**What you should do**
Once you reach the line that holds "Synchronous Functions Should Release the GIL" in the listing below, output it and every line after it through the line that holds "Producer.flush()", word for word.

**Raw data**
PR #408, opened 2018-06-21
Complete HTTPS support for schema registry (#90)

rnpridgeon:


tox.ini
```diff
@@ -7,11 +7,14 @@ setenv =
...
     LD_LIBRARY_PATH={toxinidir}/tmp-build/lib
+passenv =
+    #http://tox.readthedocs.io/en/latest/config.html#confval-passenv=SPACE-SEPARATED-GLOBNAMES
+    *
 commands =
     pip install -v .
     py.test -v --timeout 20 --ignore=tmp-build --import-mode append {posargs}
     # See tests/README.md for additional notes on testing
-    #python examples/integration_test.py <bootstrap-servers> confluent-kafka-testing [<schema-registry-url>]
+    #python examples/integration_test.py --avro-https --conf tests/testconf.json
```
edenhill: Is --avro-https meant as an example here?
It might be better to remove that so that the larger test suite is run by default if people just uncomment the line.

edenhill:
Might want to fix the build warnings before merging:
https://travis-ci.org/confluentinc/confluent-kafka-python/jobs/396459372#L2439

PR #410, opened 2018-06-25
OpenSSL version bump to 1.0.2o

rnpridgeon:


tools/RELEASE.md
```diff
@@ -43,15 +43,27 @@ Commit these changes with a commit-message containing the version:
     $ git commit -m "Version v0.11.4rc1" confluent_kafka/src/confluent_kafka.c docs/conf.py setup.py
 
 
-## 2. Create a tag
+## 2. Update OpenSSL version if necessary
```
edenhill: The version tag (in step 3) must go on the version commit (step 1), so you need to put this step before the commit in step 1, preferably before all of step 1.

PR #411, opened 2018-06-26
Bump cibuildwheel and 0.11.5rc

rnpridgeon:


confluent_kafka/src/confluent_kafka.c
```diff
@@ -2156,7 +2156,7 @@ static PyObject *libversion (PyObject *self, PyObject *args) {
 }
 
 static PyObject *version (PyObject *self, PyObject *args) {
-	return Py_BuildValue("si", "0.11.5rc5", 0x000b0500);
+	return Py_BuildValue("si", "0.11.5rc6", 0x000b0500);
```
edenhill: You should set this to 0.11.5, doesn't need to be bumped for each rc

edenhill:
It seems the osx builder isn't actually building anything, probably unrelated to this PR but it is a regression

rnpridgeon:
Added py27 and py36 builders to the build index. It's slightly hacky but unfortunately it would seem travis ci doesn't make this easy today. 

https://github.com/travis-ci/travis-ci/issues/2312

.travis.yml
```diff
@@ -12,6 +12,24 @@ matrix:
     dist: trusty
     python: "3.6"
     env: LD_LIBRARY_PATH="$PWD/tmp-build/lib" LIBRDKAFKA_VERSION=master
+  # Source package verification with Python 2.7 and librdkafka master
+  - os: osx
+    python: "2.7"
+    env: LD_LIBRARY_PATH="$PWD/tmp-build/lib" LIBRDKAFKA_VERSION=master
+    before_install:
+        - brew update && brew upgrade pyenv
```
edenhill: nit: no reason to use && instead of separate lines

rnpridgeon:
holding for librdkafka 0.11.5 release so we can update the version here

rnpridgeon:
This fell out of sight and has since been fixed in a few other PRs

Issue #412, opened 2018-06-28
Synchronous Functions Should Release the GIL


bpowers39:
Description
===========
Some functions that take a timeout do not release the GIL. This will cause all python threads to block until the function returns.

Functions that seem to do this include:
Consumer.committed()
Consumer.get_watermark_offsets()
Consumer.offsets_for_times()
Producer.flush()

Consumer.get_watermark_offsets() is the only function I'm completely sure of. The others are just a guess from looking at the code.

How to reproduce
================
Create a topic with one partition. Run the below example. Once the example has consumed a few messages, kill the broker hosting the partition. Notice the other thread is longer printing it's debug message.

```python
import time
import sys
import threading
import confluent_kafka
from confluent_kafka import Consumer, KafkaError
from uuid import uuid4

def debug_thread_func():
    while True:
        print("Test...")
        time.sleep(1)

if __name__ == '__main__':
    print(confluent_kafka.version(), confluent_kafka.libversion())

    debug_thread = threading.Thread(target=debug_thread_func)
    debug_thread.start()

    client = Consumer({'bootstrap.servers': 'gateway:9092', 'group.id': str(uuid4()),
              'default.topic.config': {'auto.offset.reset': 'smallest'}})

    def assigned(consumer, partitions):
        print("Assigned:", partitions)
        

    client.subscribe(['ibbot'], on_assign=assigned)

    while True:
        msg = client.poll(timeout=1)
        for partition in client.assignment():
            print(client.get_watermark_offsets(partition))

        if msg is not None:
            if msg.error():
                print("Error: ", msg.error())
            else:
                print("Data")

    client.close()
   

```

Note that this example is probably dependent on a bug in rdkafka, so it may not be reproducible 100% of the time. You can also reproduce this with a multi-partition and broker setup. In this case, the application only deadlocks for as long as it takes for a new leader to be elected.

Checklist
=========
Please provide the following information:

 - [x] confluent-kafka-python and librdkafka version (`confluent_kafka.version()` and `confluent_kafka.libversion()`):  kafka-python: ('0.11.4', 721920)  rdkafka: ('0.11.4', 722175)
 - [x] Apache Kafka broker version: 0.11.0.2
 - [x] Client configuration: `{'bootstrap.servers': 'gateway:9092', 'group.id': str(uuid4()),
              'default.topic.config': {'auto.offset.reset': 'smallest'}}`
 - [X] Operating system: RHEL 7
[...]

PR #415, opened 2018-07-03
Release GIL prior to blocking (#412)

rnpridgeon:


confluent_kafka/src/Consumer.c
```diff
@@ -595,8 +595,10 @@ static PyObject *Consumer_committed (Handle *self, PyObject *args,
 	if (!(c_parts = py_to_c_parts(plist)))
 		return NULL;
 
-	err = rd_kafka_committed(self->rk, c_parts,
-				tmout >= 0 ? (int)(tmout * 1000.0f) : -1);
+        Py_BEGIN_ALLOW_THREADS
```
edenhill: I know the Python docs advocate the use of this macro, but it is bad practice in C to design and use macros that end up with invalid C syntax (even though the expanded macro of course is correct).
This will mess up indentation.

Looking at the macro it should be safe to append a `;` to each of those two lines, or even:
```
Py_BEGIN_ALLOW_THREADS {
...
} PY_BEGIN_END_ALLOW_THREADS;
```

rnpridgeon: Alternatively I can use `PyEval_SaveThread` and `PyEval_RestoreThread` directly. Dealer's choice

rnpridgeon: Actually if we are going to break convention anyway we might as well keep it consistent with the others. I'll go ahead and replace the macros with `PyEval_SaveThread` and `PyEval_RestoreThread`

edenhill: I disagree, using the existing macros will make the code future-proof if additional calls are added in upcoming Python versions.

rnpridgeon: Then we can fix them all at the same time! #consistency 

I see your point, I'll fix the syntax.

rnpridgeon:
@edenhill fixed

**The completed task**
Synchronous Functions Should Release the GIL


bpowers39:
Description
===========
Some functions that take a timeout do not release the GIL. This will cause all python threads to block until the function returns.

Functions that seem to do this include:
Consumer.committed()
Consumer.get_watermark_offsets()
Consumer.offsets_for_times()
Producer.flush()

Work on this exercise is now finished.